Russian forces are shifting their focus away from the Ukrainian capital of Kyiv as they prepare to undertake a renewed effort to consolidate control on Donbas in the east, Russian and U.S. officials said Friday.

For weeks, Western analysts and government officials have said they expect Russian forces to adjust their tactics and strategy in the face of fierce Ukrainian resistance around the capital, but Friday’s admission by a top Russian official that the Kremlin was scaling back its war aims marks a significant moment in the monthlong conflict.

“The main objectives of the first stage of the operation have generally been accomplished,” said Sergei Rudskoi, first deputy of Russia’s General Staff.

It’s not clear what those objectives were, but he added that it “makes it possible to focus our core efforts on achieving the main goal, the liberation of Donbas.”

With the fight in the north at a standstill, the recasting of the war as primarily a struggle for the Donbas region — much of which was already under the control of Russian-backed separatists since Moscow first invaded in 2014 — is a major recalibration from the maximalist regime change goals of President Vladimir Putin in the first days of the conflict.

“We think they’re trying to cut off the Donbas area,” a senior defense official told reporters at the Pentagon Friday, “they are putting their priorities and their efforts in the east of Ukraine, and that’s where still there remains a lot of heavy fighting.”

The fighting in Donbas in the country’s east and south has been fierce, with tens of thousands of Ukrainian troops holding out against attacks from multiple fronts. Those forces, known as the Joint Forces Operation, are slowly being encircled by Russian forces who have clawed small but steady gains during days of fierce combat.

But the stalled Russian offensive in the north and west of Kyiv has been a major headache for the Kremlin, and has led to Russian troops digging into defensive positions as they sit and wait for resupply and support, a potential sign of a longer campaign than had likely been envisioned by the Kremlin.

The Russian Ministry of Defense noted on Friday that 1,351 soldiers have been killed in Ukraine, along with 3,825 wounded.

Some of that support may come from Russian troops stationed in Georgia, which Russia also invaded in 2008 and maintains a militarized presence in in two secessionist areas, South Ossetia and Abkhazia.
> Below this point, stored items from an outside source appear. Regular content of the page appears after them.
PR #1435, opened 2021-05-24
remove unused legacy dependencies: three, three-obj-mtl-loader

0xdevalias:
partially fixes https://github.com/sparkletown/internal-sparkle-issues/issues/617

replaces https://github.com/sparkletown/sparkle/pull/1226

---

> - install `three` `0.127.0` (major=`false`, depth=`null`)
>   - I'm not sure that we are even using this for anything anymore, might be able to remove it?
>   - `npm ls three` shows it as a top level dependency in our `package.json`
>   - `npx depcheck` lists it as under "unused dependencies"
>   - Searching for imports in the code doesn't seem to show anything
>   - Looking at the 'blame' on GitHub, looks like it was added a while ago, seemingly related to one of our legacy templates (Playa)
>     - https://github.com/sparkletown/sparkle/blame/staging/package.json#L72-L73
>   - We can potentially remove both `three` and `three-obj-mtl-loader` 
> 
> _Originally posted by @0xdevalias in https://github.com/sparkletown/internal-sparkle-issues/issues/617#issuecomment-814592460_


mike-lvov (approved):
LGTM

PR #1531, opened 2021-06-11
Fix tables generator: rows/columns issue

sunny-viktoryia:
closes: https://github.com/sparkletown/internal-sparkle-issues/issues/811

There were default values for the number of rows and columns set. Although, we need to define the number of rows based on the capacity of the table.


src/utils/table.ts
```diff
@@ -1,5 +1,7 @@
 import { Table } from "types/Table";
 
+const DEFAULT_COLUMNS_COUNT = 3;
```
yurii-lubynets, line 3: IMHO it's worth keeping this const in `src/settings.ts`. WDYT?

0xdevalias: Makes sense to do so to me.

0xdevalias:
**Note:** It probably makes sense to land this other PR first, then solve the minor merge conflicts once it does:

- https://github.com/sparkletown/sparkle/pull/1821

src/utils/table.ts
sunny-viktoryia: it's already there -- appeared when I merged changes from staging. `DEFAULT_TABLE_COLUMNS`. 🙃 

(but haven't tested the script after that merge)

yurii-lubynets:
LGTM, looks like @sunny-viktoryia has fixed tables view for `Jazzbar` and `ConversationSpace`

Screenshot 2021-07-16 at 13 18 34

src/components/templates/Jazzbar/JazzTab/JazzTab.scss
```diff
@@ -20,7 +20,7 @@
   .music-bar-content {
     display: grid;
 
-    padding: 10px 70px;
+    padding: 10px 70px 40px;
```
yurii-lubynets, line 23: fixed bottom indent for tables on the `Jazzbar` template. They were cropped.

Screenshot 2021-07-16 at 13 26 55

yurii-lubynets:
@sparkletown/engineering feel free to review it

src/utils/table.ts
```diff
@@ -1,4 +1,4 @@
-import { DEFAULT_TABLE_ROWS, DEFAULT_TABLE_COLUMNS } from "settings";
```
mike-lvov, line 1: I dont think we use `DEFAULT_TABLE_ROWS` anymore. If this is the case, delete it from the settings, please

mike-lvov (approved):

src/utils/table.ts
yurii-lubynets: `DEFAULT_TABLE_ROWS` is used in calculation of `DEFAULT_TABLE_CAPACITY` in `src/settings.ts`
and in `src/components/molecules/TablesUserList/TablesUserList.tsx`

mike-lvov: Okay, sounds good

PR #1534, opened 2021-06-11
Feature/adds poster fields

margulies:
adding ohbm-specific poster fields. If this PR should be made directly to branch [env/ohbm], just let me know.


margulies:
Just a note that the styling isn't worked out at this stage — at this stage simply building in the features for the posterpreview cards

yarikoptic:
I think this PR is not only pre-requisite for https://github.com/sparkletown/sparkle/pull/1527 but also might be a replacement altogether! Thank you @margulies .  When I try it locally though -- doesn't work for me: console reports

```
react-dom.development.js:13413 Uncaught Error: Objects are not valid as a React child (found: object with keys {renderMoreInfoUrl}). If you meant to render a collection of children, use an array instead.
```

src/components/templates/PosterHall/components/PosterPreview/PosterPreview.tsx
```diff
@@ -40,13 +52,77 @@ export const PosterPreview: React.FC<PosterPreviewProps> = ({
...
+  }, [worldUsers, authorName]);
+
+  const recentPosterUsers = useRecentLocationUsers(posterVenue.name);
+
+  const numUsers = recentPosterUsers.recentLocationUsers.length;
+
+  const renderMoreInfoUrl = useMemo(() => {
+    if (!moreInfoUrl) return;
+    return (
+      <a href={moreInfoUrl} target="_blank" rel="noreferrer">
```
yarikoptic, line 72: instead of explicit "rel" probably 
```suggestion
      <a href={moreInfoUrl} target="_blank"  {...externalUrlAdditionalProps}>
```
should be used (would need an import ` from "utils/url"`

mike-lvov: Fixed in https://github.com/sparkletown/sparkle/pull/1534/commits/f17936a2d37b1c1e621b314cd5867c28016f6073

mike-lvov (approved):
Tested locally, polshed a few things

src/components/templates/PosterHall/components/PosterPreview/PosterPreview.tsx
```diff
@@ -27,6 +39,7 @@ export const PosterPreview: React.FC<PosterPreviewProps> = ({
   });
 
   const { push: openUrlUsingRouter } = useHistory();
+
   const handleEnterVenue = useCallback(
     () => enterVenue(venueId, { customOpenRelativeUrl: openUrlUsingRouter }),
```
mike-lvov, line 44: NOTE: This has potential risks

src/components/templates/PosterHall/components/PosterPreview/PosterPreview.tsx
```diff
@@ -40,13 +53,89 @@ export const PosterPreview: React.FC<PosterPreviewProps> = ({
...
+  }`;
+
+  const renderInfoLink = useCallback(
+    (url: string) => (
+      <a href={url} {...externalUrlAdditionalProps}>
+        {url.replace(/(^\w+:|^)\/\//, "")}
+      </a>
+    ),
+    []
+  );
```
0xdevalias, line 80: This seems not an ideal thing to be doing..

src/types/posters.ts
```diff
@@ -1,6 +1,15 @@
...
+  contactEmail?: string;
+  introVideoUrl?: string;
+  thumbnailUrl?: string;
+  keywords?: string[];
+  introduction?: string;
+  moreInfoUrl?: string;
+  moreInfoUrls?: string[];
+  moreInfoUrlTitle?: string;
+  posterId?: string;
 };
```
0xdevalias, line 15: The fields added here seem kind of suboptimal and redundant.. definitely needs to be cleaned up in future.

Issue #1487, opened 2021-06-02
Refactor 'room event' loading in `RoomModal` so that it correctly displays events


0xdevalias:
When on a `PartyMap`, the `RoomModal should show the upcoming events for that room/venue.

It seems that currently, this will only work correctly if the events have the `room` key set to the name of the room, AND the events are all created on the `PartyMap` venue itself.

Since all venues can have events created on them in our firestore structure, it makes sense that this is also reflected in how the logic works here. For that to happen we will need to ensure that we're reading the events from the venue the room relates to and using them here. To maintain backwards compatibility, we also will need to continue reading the events from the current `PartyMap` venue (and filtering them for any events that are related to this room.

## Context / Exploration

_Originally posted by @0xdevalias in [`#external-open-source` on Slack](https://doesitsparkle.slack.com/archives/C01P53GTXKN/p1622598637055100?thread_ts=1622515189.045800&cid=C01P53GTXKN)._

`RoomModal` gets `roomEvents` from `venueEvents`, which is pulled in from `venueEventsSelector` (`src/utils/selectors.ts`) which reads from `state.firestore.ordered.venueEvents`, which is connected/updated by the 2nd query in `useConnectCurrentVenue` (`src/hooks/useConnectCurrentVenue.ts`), which is currently called from:

- `src/components/templates/PartyMap/PartyMap.tsx`
- `src/pages/VenuePage/VenuePage.tsx`

and a few other places that aren’t really relevant for this discussion.

`RoomModal` also passes some of the calculated data to `RoomModalOngoingEvent` (`src/components/templates/PartyMap/components/RoomModalOngoingEvent/RoomModalOngoingEvent.tsx`)

## Plan

Based on the usage of `venueEventsSelector` / `useConnectCurrentVenue`, as the code currently is, the events would need to be added to the `PartyMap` venue itself to work in this way, which isn’t something we want to do.

This suggestion seems like the correct way to go about solving this properly:

> @margulies: Ideally, I imagine it would be preferable for venue-level events to be grabbed by the parent venue to be shown on the venue modal, as I do see the logic of organizing events within venues (rather than within partymap rooms)

We would most likely use something like `useVenueEvents` (`src/hooks/events.ts`) instead of `venueEventsSelector` / `useConnectCurrentVenue` ; by refactoring `RoomModalContent` to accept the `venueId`, then connecting it there.

[...]

PR #1538, opened 2021-06-13
fix RoomModal to display events created directly on venues + show day of events

margulies:
This is an attempt to fix the issue of events from rooms on a partymap are not showing in the room modal if they are saved on the venue-level:

- fixes https://github.com/sparkletown/sparkle/issues/1487
- partially fixes https://github.com/sparkletown/internal-sparkle-issues/issues/783

The initial commit a96b69e49858ae600f5952b8d9f57a6f7697176a appears to grab the events properly to display them in the room modal, but there is a pause between opening the room modal and rendering the events. Any suggestions for how to address this would be appreciated.


margulies:
Moved the `venueEvents` call to `partymap`, which seems to dramatically speed up loading of the events in the room modal, as suggested towards the end of the issue explanation https://github.com/sparkletown/sparkle/issues/1487

src/components/organisms/EventModal/EventModal.tsx
```diff
@@ -72,7 +72,7 @@ export const EventModal: React.FC<EventModalProps> = ({
       <div className="EventModal__content">
         <h4 className="EventModal__title">{event.name}</h4>
         <span className="EventModal__subtitle">
-          by {event.host} in{" "}
+          {event.host && "by"} {event.host} in{" "}
```
0xdevalias, line 75: This doesn't look right? Presumably intended to be a ternary or similar?

src/components/templates/PartyMap/PartyMap.tsx
```diff
@@ -22,6 +24,12 @@ export const PartyMap: React.FC<PartyMapProps> = ({ venue }) => {
   const { user, profile } = useUser();
   const { recentVenueUsers } = useRecentVenueUsers();
 
+  const { relatedVenueIds } = useRelatedVenues({ currentVenueId: venue.id });
+
+  const venueIds = useMemo(() => relatedVenueIds, [relatedVenueIds]);
```
0xdevalias, line 29: `relatedVenueIds` from `useRelatedVenues` is already `useMemo`'d, so you don't need to do it again here.

Also, this `useMemo` as written is a noop that will waste resources, as it is just re-memoing the value whenever the value changes, which has no use/purpose.

src/components/templates/PartyMap/PartyMap.tsx
```diff
@@ -22,6 +24,12 @@ export const PartyMap: React.FC<PartyMapProps> = ({ venue }) => {
...
+
+  const { events: venueEvents } = useVenueEvents({ venueIds: venueIds });
```
0xdevalias, line 31: `relatedVenueEvents` would probably be a better name here.

0xdevalias: Though this is going to fetch venues for literally every related venue, parents, children, siblings, etc. Which I don't believe we need here at all.

All we need is the events for the venues of the rooms shown on this map, which I believe I described in my original overview/explanation (https://github.com/sparkletown/sparkle/issues/1487) of how to resolve this issue.

src/components/templates/PartyMap/components/RoomModal/RoomModal.tsx
```diff
@@ -79,10 +84,12 @@ export const RoomModalContent: React.FC<RoomModalContentProps> = ({
...
     if (!venueEvents) return [];
 
-    return venueEvents.filter(
-      (event) =>
-        event.room === room.title && isBefore(Date.now(), eventEndTime(event))
-    );
+    return venueEvents
+      .filter(
+        (event) =>
+          event.room === room.title && isBefore(Date.now(), eventEndTime(event))
```
0xdevalias, line 90: I think there might be a helper in `utils/events` that can replace `isBefore(Date.now(), eventEndTime(event)`

src/components/templates/PartyMap/components/RoomModal/RoomModal.tsx
```diff
@@ -79,10 +84,12 @@ export const RoomModalContent: React.FC<RoomModalContentProps> = ({
...
+      )
+      .sort((a, b) => a.start_utc_seconds - b.start_utc_seconds);
```
0xdevalias, line 92: I believe we may already have a sorting function we can use here in one of the `utils/*` files.

src/components/templates/PartyMap/components/RoomModalOngoingEvent/RoomModalOngoingEvent.tsx
```diff
@@ -54,9 +54,11 @@ export const RoomModalOngoingEvent: React.FC<RoomModalOngoingEventProps> = ({
...
           <div className="artist-ongoing-container">
             <div className="event-title">{eventToDisplay.name}</div>
-            <div>
-              by <span className="artist-name">{eventToDisplay.host}</span>
-            </div>
+            {eventToDisplay.host && (
+              <div>
+                by <span className="artist-name">{eventToDisplay.host}</span>
+              </div>
+            )}
```
0xdevalias, line 61: Why is this change needed here? Is the `host` not always set?

src/components/templates/PartyMap/components/ScheduleItem/ScheduleItem.tsx
```diff
@@ -29,6 +29,9 @@ export const ScheduleItem: React.FunctionComponent<PropsType> = ({
   return (
     <div className="schedule-item-container">
       <div className={`time-section ${isCurrentEvent ? "primary" : ""}`}>
+        <div>
+          <b>{labelDayRoomSchedule(event.start_utc_seconds)}</b>
+        </div>
```
0xdevalias, line 34: What's the intent of this change?

src/components/templates/PartyMap/components/ScheduleItem/ScheduleItem.tsx
```diff
@@ -44,9 +47,11 @@ export const ScheduleItem: React.FunctionComponent<PropsType> = ({
...
               <b>{event.name}</b>
             </div>
-            <div>
-              by <b>{event.host}</b>
-            </div>
+            {event.host && (
+              <div>
+                by <b>{event.host}</b>
+              </div>
+            )}
```
0xdevalias, line 54: Why is this change needed here? Is the `host` not always set?

src/components/templates/PartyMap/components/ScheduleItem/ScheduleItem.tsx
0xdevalias: We don't want to use `<b>` tags in general. Either use `<strong>`, or even better, following a similar pattern as used in `src/components/templates/PartyMap/components/RoomModalOngoingEvent/RoomModalOngoingEvent.tsx` with the `<span>` and a semanticly BEM named class.

src/components/templates/PartyMap/components/ScheduleItem/ScheduleItem.tsx
0xdevalias: We don't want to use `<b>` tags in general. Either use `<strong>`, or even better, following a similar pattern as used in `src/components/templates/PartyMap/components/RoomModalOngoingEvent/RoomModalOngoingEvent.tsx` with the `<span>` and a semanticly BEM named class.

src/utils/time.ts
```diff
@@ -232,3 +234,9 @@ export const getDayInterval = (date: Date | number) => ({
   start: startOfDay(date),
   end: endOfDay(date),
 });
+
+export const labelDayRoomSchedule = (startUtcSeconds: number) => {
+  if (isToday(fromUnixTime(startUtcSeconds))) return "";
+  else if (isTomorrow(fromUnixTime(startUtcSeconds))) return "Tomorrow";
+  else return formatDate(startUtcSeconds);
+};
```
0xdevalias, line 242: What's the intent of this change?

0xdevalias: @sparkletown/engineering I think this may relate to another item we have on our backlog somewhere, would be good to find which one it us, and then properly link that to this PR with closing keywords/etc.

0xdevalias (changes requested):
Quick high level review pass, not necessarily overly thorough.

src/components/organisms/EventModal/EventModal.tsx
margulies: I'll remove all these — just checked and indeed `event.host` is a required parameter

src/components/templates/PartyMap/PartyMap.tsx
margulies: fixed

src/components/templates/PartyMap/PartyMap.tsx
margulies: I've now implemented a filter for venues that have `parentId` set to the current `venue.id` or the venue that is the current `venue`: 
 
`const relatedVenueRoomIds = relatedVenues.filter((roomVenue) => roomVenue.parentId === venue.id || roomVenue.id === venue.id).map((roomVenue) => roomVenue.id);`

src/components/templates/PartyMap/components/RoomModalOngoingEvent/RoomModalOngoingEvent.tsx
margulies: reverted

src/components/templates/PartyMap/components/ScheduleItem/ScheduleItem.tsx
margulies: The intent of the change is that currently all events in the room modal are only showing the time irrespective of the day. If the event is now occuring today, this will display 'tomorrow' in the case of tomorrow, and `[Abbrev Month] Date` if the event is occuring after tomorrow.

src/components/templates/PartyMap/components/ScheduleItem/ScheduleItem.tsx
margulies: `host` conditional is removed, and `<b>` tags removed as in`RoomModalOngoingEvent.tsx`

src/utils/time.ts
margulies: The intent of this is to provide the day information in the event that an event shown in the room modal isn't today. It it is tomorrow, it will return `Tomorrow`, and if the event is after tomorrow, it will return the abbreviated form of the date.

src/components/templates/PartyMap/components/RoomModal/RoomModal.tsx
margulies: `venuePreview.tsx` line 163 appears to have an identical sort. I could pull this into a utils function, but could use some direction as to where to place it.

margulies: replaced with `isEventLiveOrFuture` from `utils/events` 8fbc3f39505799cf9aba6470dac21321f5f7db56

src/components/templates/PartyMap/components/RoomModal/RoomModal.tsx
margulies: replaced with `isEventLiveOrFuture` from `utils/events` 8fbc3f39505799cf9aba6470dac21321f5f7db56

src/components/templates/PartyMap/components/RoomModal/RoomModal.tsx
margulies: I've now replaced this sorting with the new function `sortEventsByStartUtcSeconds` in ef37ccd771f8e359c04cdb48cf443d54b6ae1ffc

src/components/templates/PartyMap/components/ScheduleItem/ScheduleItem.tsx
0xdevalias: @sparkletown/engineering make sure we find and link the backlog issue about this from the internal board to this PR with closing keywords

src/components/templates/PartyMap/components/RoomModal/RoomModal.tsx
0xdevalias: Sounds good. Can you please also replace the identical location with the function as well.

margulies: great — replaced it in 76b8c3290427682c4d69e62fe42038740b3fd395

0xdevalias: Thanks :)

src/components/templates/PartyMap/components/RoomModal/RoomModal.tsx
```diff
@@ -79,9 +87,10 @@ export const RoomModalContent: React.FC<RoomModalContentProps> = ({
   const roomEvents = useMemo(() => {
     if (!venueEvents) return [];
 
-    return venueEvents.filter(
-      (event) =>
-        event.room === room.title && isBefore(Date.now(), eventEndTime(event))
+    return sortEventsByStartUtcSeconds(
+      venueEvents.filter(
+        (event) => event.room === room.title && isEventLiveOrFuture(event)
+      )
```
sunny-viktoryia, line 93: if you apply the changes from my another comment (about RoomModal events), we won't need this filtering here,
so we'll need just

```js
const roomEvents = useMemo(() => {
    if (!venueEvents) return [];

    return sortEventsByStartUtcSeconds(venueEvents);
  }, [venueEvents]);
```

src/components/templates/PartyMap/components/ScheduleItem/ScheduleItem.tsx
```diff
@@ -29,28 +29,25 @@ export const ScheduleItem: React.FunctionComponent<PropsType> = ({
...
-          <b>{formatUtcSeconds(event.start_utc_seconds)}</b>
-        </div>
-        <div>
+        <span className="event-date">
+          {labelDayRoomSchedule(event.start_utc_seconds)}
+        </span>
+        <span className="event-time">
+          {formatUtcSeconds(event.start_utc_seconds)}
+        </span>
+        <span className="event-time">
```
sunny-viktoryia, line 38: we prefer BEM-styled class names, so could we have `schedule-item-container__event-date`, `schedule-item-container__event-time`.

And also would be just awesome, if you could rename `schedule-item-container` -> `ScheduleItem` (and change other class names accordingly: `ScheduleItem__event-date`, `ScheduleItem__event-time`, etc). Our approach is to give the base class the same name as its component has.

src/components/templates/PartyMap/components/ScheduleItem/ScheduleItem.tsx
```diff
@@ -29,28 +29,25 @@ export const ScheduleItem: React.FunctionComponent<PropsType> = ({
...
-              <b>{event.name}</b>
-            </div>
-            <div>
-              by <b>{event.host}</b>
-            </div>
-          </div>
-          <div className="event-description">
+        <div className={`${isCurrentEvent ? "primary" : ""}`}>
+          <span className="event-name">{event.name}</span>
+          by <span className="event-host">{event.host}</span>
```
sunny-viktoryia, line 47: I guess we should do the same check here as we do in the `ScheduleEvent` component? 
(Note: the class name should be updated too, see my another comment)

```suggestion
          {event.host && (
            <>
              by <span className="event-host">{event.host}</span>
            </>
          )}
```

src/components/templates/Playa/VenuePreview.tsx
```diff
@@ -159,11 +160,12 @@ const VenuePreview: React.FC<VenuePreviewProps> = ({
       .then(function (array) {
         const futureEvents = array.docs
           .map((doc) => doc.data())
-          .filter((event) => event.start_utc_seconds > nowSeconds)
-          .sort((a, b) => a.start_utc_seconds - b.start_utc_seconds);
+          .filter((event) => event.start_utc_seconds > nowSeconds);
```
sunny-viktoryia, line 163: I guess we might want that to be in the `utils/event.ts` -> `isFutureEvent()`

sunny-viktoryia (commented):
first pass review from me. 🙃

src/components/templates/PartyMap/PartyMap.tsx
```diff
@@ -22,6 +24,23 @@ export const PartyMap: React.FC<PartyMapProps> = ({ venue }) => {
   const { user, profile } = useUser();
   const { recentVenueUsers } = useRecentVenueUsers();
 
+  const { relatedVenues } = useRelatedVenues({ currentVenueId: venue.id });
+
+  const relatedVenueRoomIds = useMemo(
```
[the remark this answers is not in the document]
margulies: Renamed in 616edc44d8a69c925c93e94ebae816784d0641db

src/components/templates/PartyMap/PartyMap.tsx
```diff
@@ -22,6 +24,23 @@ export const PartyMap: React.FC<PartyMapProps> = ({ venue }) => {
...
+    () =>
+      relatedVenues
+        .filter(
+          (relatedVenue) =>
+            relatedVenue.parentId === venue.id || relatedVenue.id === venue.id
```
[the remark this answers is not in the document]
margulies: If we don't include that, any events save at the room-level in the partymap venue won't get pulled in. Just tested to confirm. For maintaining current functionality, seems important to keep that in.

src/components/templates/PartyMap/PartyMap.tsx
```diff
@@ -52,6 +71,7 @@ export const PartyMap: React.FC<PartyMapProps> = ({ venue }) => {
       <RoomModal
         room={selectedRoom}
         venue={venue}
+        venueEvents={relatedVenueEvents}
```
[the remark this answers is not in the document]
margulies: renamed it `selectedRoomEvents` -- hope that works: 6596e1e30a007868ea48ab048ff311ce7883055b

src/components/templates/PartyMap/components/RoomModal/RoomModal.tsx
margulies: fixed here: 31c51d873d13046cb48881bf72a6fe0f66072998

src/components/templates/PartyMap/components/ScheduleItem/ScheduleItem.tsx
margulies: I'm fine with putting that in, but @0xdevalias suggested I remove that, as `event.host` is a required field. Just let me know whether to implement, and I'll do it

src/components/templates/Playa/VenuePreview.tsx
margulies: I struggled with this a bit due to the `array.docs` part. It's a good idea to move the function to `utils/event.ts`, but seems a bit out of scope for this PR. I only added the `sortEventsByStartUtcSeconds` function to be consistent with the change elsewhere in this PR

src/components/templates/PartyMap/components/RoomModal/RoomModal.tsx
```diff
@@ -26,15 +24,17 @@ export interface RoomModalProps {
...
 
 export const RoomModal: React.FC<RoomModalProps> = ({
   onHide,
   room,
   show,
   venue,
+  venueEvents,
 }) => {
-  if (!venue || !room) return null;
+  if (!venue || !room || !venueEvents) return null;
```
mike-lvov, line 37: I don't think we should have this check. Especially, when we check for that down in the subtree

src/components/templates/PartyMap/components/ScheduleItem/ScheduleItem.tsx
```diff
@@ -27,39 +27,40 @@ export const ScheduleItem: React.FunctionComponent<PropsType> = ({
...
-      <div className={`time-section ${isCurrentEvent ? "primary" : ""}`}>
-        <div>
-          <b>{formatUtcSeconds(event.start_utc_seconds)}</b>
-        </div>
-        <div>
+    <div className="ScheduleItem">
+      <div
+        className={`ScheduleItem__time-section ${
+          isCurrentEvent ? "ScheduleItem__primary" : ""
+        }`}
```
mike-lvov, line 34: classnames

src/components/templates/PartyMap/components/ScheduleItem/ScheduleItem.tsx
```diff
@@ -27,39 +27,40 @@ export const ScheduleItem: React.FunctionComponent<PropsType> = ({
...
-            <div>
-              <b>{event.name}</b>
-            </div>
-            <div>
-              by <b>{event.host}</b>
-            </div>
-          </div>
-          <div className="event-description">
+      <div className="ScheduleItem__event-section">
+        <div className={`${isCurrentEvent ? "ScheduleItem__primary" : ""}`}>
```
mike-lvov, line 49: classnames

src/components/templates/Playa/VenuePreview.tsx
```diff
@@ -159,11 +160,12 @@ const VenuePreview: React.FC<VenuePreviewProps> = ({
...
 
         // TODO: is this type cast correct?
-        setEventsFuture(futureEvents as VenueEvent[]);
+        setEventsFuture(
+          sortEventsByStartUtcSeconds(futureEvents as VenueEvent[])
```
mike-lvov, line 167: is it a necessity to have `as`?

mike-lvov (changes requested):
A few items/ideas

src/components/templates/Playa/VenuePreview.tsx
mike-lvov: Oh, it's Playa, nwm

src/components/templates/PartyMap/components/ScheduleItem/ScheduleItem.tsx
mike-lvov: Fixed in https://github.com/sparkletown/sparkle/pull/1538/commits/05e69b6ea9cffce574fb944d32462f8f82570d45

src/components/templates/PartyMap/components/ScheduleItem/ScheduleItem.tsx
mike-lvov: FIxed in https://github.com/sparkletown/sparkle/pull/1538/commits/05e69b6ea9cffce574fb944d32462f8f82570d45

src/components/templates/PartyMap/components/RoomModal/RoomModal.tsx
mike-lvov: Removed in https://github.com/sparkletown/sparkle/pull/1538/commits/05e69b6ea9cffce574fb944d32462f8f82570d45

src/components/templates/PartyMap/components/ScheduleItem/ScheduleItem.scss
```diff
@@ -9,30 +9,48 @@
...
     color: $concrete;
     white-space: pre-wrap;
+
+    p {
+      display: inline;
+    }
   }
 
-  .primary {
+  &__primary {
```
sunny-viktoryia, line 28:
```suggestion
  &--primary {
```

sunny-viktoryia (commented):
Skim review. Looks good to merge. 🙃

src/components/templates/PartyMap/components/ScheduleItem/ScheduleItem.tsx
```diff
@@ -29,7 +29,7 @@ export const ScheduleItem: React.FunctionComponent<PropsType> = ({
   const dispatch = useDispatch();
 
   const schedulePrimaryClasses = classNames({
-    ScheduleItem--primary: isCurrentEvent,
+    "ScheduleItem--primary": isCurrentEvent,
```
margulies, line 32: Is this change correct? It was throwing an error without the quotes

sunny-viktoryia: oops, yeah, didn't account that. Sorry. 🙈

src/components/templates/PartyMap/PartyMap.tsx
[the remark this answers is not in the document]
0xdevalias: > (Also, reverted the renaming from that commit here: 31c51d8)

Was was the naming reverted/etc?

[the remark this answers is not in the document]
margulies: I can reimplement the renaming if you think it's preferable, and also possible to do the sorting there. Just give me the thumbs up and I'll take care of it

src/components/templates/Playa/VenuePreview.tsx
0xdevalias: Given it's a 1 liner to implement, it would be nice to fix it up in this PR. Specifically this part, using `date-fns`:

```typescript
(event) => event.start_utc_seconds > nowSeconds
```

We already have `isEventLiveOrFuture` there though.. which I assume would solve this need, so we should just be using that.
PR #1542, opened 2021-06-14
initial fix for overlapping events

margulies:
This is a bit hacky, but seems to roughly achieve the goal of spreading events vertically if they're overlapping within the room/venue-row of the dropdown schedule navbar.

### DIFF
--- a/src/components/molecules/ScheduleEvent/ScheduleEvent.scss
+++ b/src/components/molecules/ScheduleEvent/ScheduleEvent.scss
@@ -4,7 +4,7 @@ $ScheduleEvent--margin-top: 0.25rem;
 $ScheduleEvent--height: 3.75rem;
 $ScheduleEvent--padding: 0 0.25rem 0 0.75rem;
 $ScheduleEvent--border-radius: 18px;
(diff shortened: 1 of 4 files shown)


0xdevalias:
@margulies Under what circumstances will a single room/venue have 2 things happening in it at the same time to need this change?

margulies:
> @margulies Under what circumstances will a single room/venue have 2 things happening in it at the same time to need this change?

I think there are two situations: in the env/ohbm case, one concrete example is there are 4 category tracks running simultaneously in the posterhall at the same time. This could be addressed through a combined event that described all four together, but in some ways that makes it trickier for an attendee to bookmark their personalized schedules.

Personal schedule: The more critical (and perhaps general) case is where an attendee has bookmarked a bunch of events that are of interest and happen to be overlapping, and they can't see them in their personal schedule. Again, this is primarily a problem related to aspects such as the posterhall, but could also be relevant for planning a personal schedule in advance of deciding what to attend. 

I'm sure there are better ways to address this issue, and it's not urgent, but I thought to give it a whirl to see if this was a manageable fix.

mike-lvov:
Seems to be irrelevant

The U.S. official confirmed reports of Russian troops on the move in Georgia.

It would mark the first time Russia had deployed more troops to Ukraine outside of the 150,000 it had amassed around the country’s borders before invading on Feb. 24, yet another indication that the Kremlin is rethinking how it is fighting and reinforcing the war effort.

While Russian commanders are looking for ways to reinforce its troops on the ground, and are focusing on Donbas and clearing out resistance in the besieged port city of Mariupol, reports indicate that the Ukrainians have launched a fresh counterattack in the southern port city of Kherson, one of the urban areas first to be encircled by Russian forces in the early days of the war.

It’s not clear how large the offensive is, but it may just create a new problem for the already stretched Russian forces on the ground, who are struggling to consolidate their gains.